- _YOUR INSTRUCTIONS_: Nothing may be changed. Give the entries below again exactly.

━━━━━ RECORDS FOR PROCESSING ━━━━━

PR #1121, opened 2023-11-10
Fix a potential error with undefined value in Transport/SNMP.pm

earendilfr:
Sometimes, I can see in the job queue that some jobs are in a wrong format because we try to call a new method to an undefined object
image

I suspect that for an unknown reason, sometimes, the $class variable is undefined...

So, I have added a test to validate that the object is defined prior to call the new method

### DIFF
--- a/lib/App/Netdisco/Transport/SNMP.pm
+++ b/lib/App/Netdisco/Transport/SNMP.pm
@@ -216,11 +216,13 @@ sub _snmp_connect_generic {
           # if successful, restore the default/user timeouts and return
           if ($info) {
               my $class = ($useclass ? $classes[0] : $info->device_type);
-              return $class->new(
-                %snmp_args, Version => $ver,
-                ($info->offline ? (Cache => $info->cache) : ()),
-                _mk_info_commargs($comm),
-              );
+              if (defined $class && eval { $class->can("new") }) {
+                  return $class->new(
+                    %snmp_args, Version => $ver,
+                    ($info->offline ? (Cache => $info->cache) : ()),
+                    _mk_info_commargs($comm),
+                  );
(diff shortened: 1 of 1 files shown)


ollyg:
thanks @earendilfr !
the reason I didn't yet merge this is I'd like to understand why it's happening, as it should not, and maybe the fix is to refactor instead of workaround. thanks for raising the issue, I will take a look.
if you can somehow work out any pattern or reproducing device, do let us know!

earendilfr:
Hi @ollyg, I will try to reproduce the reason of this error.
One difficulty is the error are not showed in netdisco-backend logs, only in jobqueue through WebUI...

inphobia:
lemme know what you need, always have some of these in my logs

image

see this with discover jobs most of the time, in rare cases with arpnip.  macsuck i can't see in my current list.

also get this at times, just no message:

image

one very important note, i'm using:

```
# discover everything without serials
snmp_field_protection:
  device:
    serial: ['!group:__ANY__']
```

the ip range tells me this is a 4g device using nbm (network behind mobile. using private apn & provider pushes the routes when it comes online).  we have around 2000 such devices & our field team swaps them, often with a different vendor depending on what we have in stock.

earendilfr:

━━━━━

- _RESPONSE AREA_:
PR #1121, opened 2023-11-10
Fix a potential error with undefined value in Transport/SNMP.pm

earendilfr:
Sometimes, I can see in the job queue that some jobs are in a wrong format because we try to call a new method to an undefined object
image

I suspect that for an unknown reason, sometimes, the $class variable is undefined...

So, I have added a test to validate that the object is defined prior to call the new method

### DIFF
--- a/lib/App/Netdisco/Transport/SNMP.pm
+++ b/lib/App/Netdisco/Transport/SNMP.pm
@@ -216,11 +216,13 @@ sub _snmp_connect_generic {
           # if successful, restore the default/user timeouts and return
           if ($info) {
               my $class = ($useclass ? $classes[0] : $info->device_type);
-              return $class->new(
-                %snmp_args, Version => $ver,
-                ($info->offline ? (Cache => $info->cache) : ()),
-                _mk_info_commargs($comm),
-              );
+              if (defined $class && eval { $class->can("new") }) {
+                  return $class->new(
+                    %snmp_args, Version => $ver,
+                    ($info->offline ? (Cache => $info->cache) : ()),
+                    _mk_info_commargs($comm),
+                  );
(diff shortened: 1 of 1 files shown)


ollyg:
thanks @earendilfr !
the reason I didn't yet merge this is I'd like to understand why it's happening, as it should not, and maybe the fix is to refactor instead of workaround. thanks for raising the issue, I will take a look.
if you can somehow work out any pattern or reproducing device, do let us know!

earendilfr:
Hi @ollyg, I will try to reproduce the reason of this error.
One difficulty is the error are not showed in netdisco-backend logs, only in jobqueue through WebUI...

inphobia:
lemme know what you need, always have some of these in my logs

image

see this with discover jobs most of the time, in rare cases with arpnip.  macsuck i can't see in my current list.

also get this at times, just no message:

image

one very important note, i'm using:

```
# discover everything without serials
snmp_field_protection:
  device:
    serial: ['!group:__ANY__']
```

the ip range tells me this is a 4g device using nbm (network behind mobile. using private apn & provider pushes the routes when it comes online).  we have around 2000 such devices & our field team swaps them, often with a different vendor depending on what we have in stock.

earendilfr:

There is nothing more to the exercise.